So just because all the parts are collaborating to get the desired outcome, and ...

wrs · 2025-10-16T03:02:05 1760583725

Being able to make it and knowing how it works are just not the same thing. I can make bread of consistent quality, and know how to improve certain aspects of it. To know how it works, I’d need to get a doctorate in biochemistry and then still have a fairly patchy understanding. I know plenty of people who can drive a car very successfully but would never claim they know how it works.

ako · 2025-10-16T11:44:27 1760615067

But with LLMs is there really more to understand? They’re just large functions that take numerical input and transform it into numerical output based on trained weights. There is nothing behind the scenes doing things we don’t understand. The magic is in the weights, and we know how to create these based on training data.

Regarding the car, if you know how to build a car, you understand how a car works. A driver is more like someone using and llm, not a developer able to create an llm.

wrs · 2025-10-16T16:09:30 1760630970

I’ve never seen the word “just” take on more load than it did in that second sentence!

Sorry to inform everybody doing their Ph.D. on LLM interpretability that they’re just wasting their time.

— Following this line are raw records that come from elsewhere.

PR #1072, opened 2019-07-11
fixes to librabbitmq to support passing ssl flag

dhananjaysathe:
Added basic ssl support to librabbitmq in https://github.com/celery/librabbitmq/pull/134/files would like kombu to pass this on and not error out


dhananjaysathe:
Yep the test depend on a new release from the librabbitmq-c codebase these test likely use the older one and hence blow up

Issue #1035, opened 2019-04-03
Fix Windows Build


thedrow:
Following the release of vine 5.0.0a1 and py-amqp 5.0.0a1 the AppVeyor build started failing.

This happened since we were using `python setup.py test` in that environment instead of tox.
That command installs dependencies using `easy_install` which apparently does not implement [PEP-440](https://www.python.org/dev/peps/pep-0440/). Therefore, it picks the latest available version although it is an alpha version unlike pip which requires the `--pre` option to install alpha versions.

An attempt was made to migrate that build environment to tox, but tox installs our extra dependencies such as pycurl which does not release wheels for Windows.

We can either:

- Create a tox environment for Windows which avoids installing any extras.
- Work our way to resolve each and every build issue of our dependencies.

matteius:
This is an area of interest to me as I run windows 10 and us VirtualBox to run ubuntu images for 99% of my development efforts these days.   I even see I have some stashed billiard changes to try and debug some issues related to this a while back when I saw the appveyor builds always failing.   There are some areas I think could be improved for running in a windows environment and it is easy for me to test some of that based on my setup, but it is difficult since the automated CI is always broken around that.  

While it may be possible to get to the second bullet of "Work our way to resolve each and every build issue of our dependencies." it may be useful to do the first thing of "Create a tox environment for Windows which avoids installing any extras." so that we can actually have a clean environment to get to that second part.

thedrow:
We probably need to remove curl from Windows CI altogether until pycurl/pycurl#569 is resolved.

mpuhacz:
> We probably need to remove curl from Windows CI altogether until [pycurl/pycurl#569](https://github.com/pycurl/pycurl/issues/569) is resolved.

It's also possible to install libcurl from a prebuilt wheel. Unfortunately, I don't have access to a windows machine.
https://www.lfd.uci.edu/~gohlke/pythonlibs/#pycurl

matteius:
I have spent some hours on this looking at curl and libcurl from different angles.  I got pretty far with hacking through the setup.py and winbuild.py in pycurl but still ran into downstream dependencies with libcurl not being in the paths I searched on appveyor (though I did not check every path) it was a long hack to get a build to go this far:  https://ci.appveyor.com/project/ask/kombu/builds/26551748/job/3tt1881v9aggvvyu

[...]

PR #1076, opened 2019-08-06
Fixing MongoDB backend to work properly with TTL

mpuhacz:
This PR fixes an issue with MonogDB backend which caused ignoring TTL indexes. Interestingly, the previous implementation used a keyword argument for pymongo collection update method that hasn't existed. Besides that, we are also bumping pymongo version to the latest one.

Some of appveyor tests should fail: #1035


mpuhacz:
Some of the tests seem to be failing due to network problems during `before_install` phase. Could you please rerun CI?

thedrow:
I don't know anyone who is using the MongoDB broker. I don't mind merging this though.
In any case, the minimum version should be what the MongoDB [result backend](https://github.com/celery/celery/blob/master/requirements/extras/mongodb.txt) supports.

.travis.yml
```diff
@@ -9,16 +9,19 @@ env:
...
   - test
   - lint
-  
+
 
 matrix:
   include:
     - python: 2.7
       env: TOXENV=2.7
+      before_install: sudo apt-get update && sudo apt-get install libgnutls-dev
```
thedrow: Why do we need to re-add this?

requirements/extras/mongodb.txt
```diff
@@ -1 +1 @@
-pymongo>=2.6.2,<3.0
+pymongo>=3.8.0
```
thedrow: Version should be `>=3.3.0`.

.travis.yml
mpuhacz: Travis build was failing without this package. See: https://travis-ci.org/celery/kombu/jobs/568362312

mpuhacz:
@thedrow Thanks for the review. MongoDB backend is quite useful especially if you don't want to integrate additional components into your backend. As long as the message throughput is kept on a reasonable level Mongo is doing pretty well.

Issue #1079, opened 2019-08-13
utils.functional.retry_over_time() treats max_retries=0 as infinite


EricHigdon:
In ensure()._ensured, max_retries=0 means that the connection is never retried.
In retry_over_time(), however, setting max_retries to 0 is treated the same as None.
This means that the Connection.default_channel must retry at least once.
Changing line 346 of utils.functional.py to explicitly check if max_retries is None should fix this issue.

PR: #1080

PR #1080, opened 2019-08-13
Make sure that max_retries=0 is treated differently than None

EricHigdon:
When max_retries=0, it should not retry at all instead of retrying infinitely. See #1079


thedrow:
Can you please adjust the tests?

EricHigdon:
@thedrow Right, I fixed the test that was failing and added one for max_retries=0.

Looks like some of the AppVeyor test fail, but the travis-ci ones are good. Is that a known issue?

thedrow:
Yes we have an issue with the Windows build.
Thank you!

PR #1083, opened 2019-08-18
Issue 1035 windows build

matteius:
Scrapped the last PR with the tags inadvertently because I recreated my branch after I had an idea to use the prior pycurl version which has all the binary wheels uploaded to pypi.  The ticket they are working in pycurl is related to why the current version of pycurl could not upload those wheels--so lets try a build with the prior version here and see how appveyor does.


matteius:
Ok -- sometimes stepping away from the computer for a bit and living life leads to revised thinking that may have been better than the brains prior ideas.  After spending sometime on the pycurl thread that @thedrow linked in on my other PR, I realized that that something changed in pypi validation that rejected the wheels on their latest build.  However it was Ask that added the pycurl requirement without a pin 3 years ago, and the prior version that was released Jun 2, 2018 has all the wheels to let appveyor happily build as before.  I propose that we merge this in pinned and when we want to upgrade past this version we check on https://github.com/pycurl/pycurl/issues/569

Issue #1082, opened 2019-08-17
Kombu 4.6.4 breaks Openstack with python 3.7


2uasimojo:
I'll start by saying I don't really know what kombu is/does. I'm basically proxying for [1].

beyarkay · 2025-10-16T18:13:12 1760638392

> But with LLMs is there really more to understand?

Yes! loads! (: I want to be able to say statements like "this model will never ask the user to kill themselves" and be confident, but I can't do that today, and we don't know how. Note that we do know how to prove similar statements for regular software.

beyarkay · 2025-10-16T18:10:34 1760638234

> With mixture of expert systems we’re introducing dedicated subsystems into the llm responsible for specific aspect of the llm

Common misconception, MoEs do have different "experts", but the model learns when to send input to different experts, and the model does not cleanly send coding tasks to the coding agent, physics tasks to the physics agent, etc. It's quite messy, and not nearly as intepretable as we'd want it to be.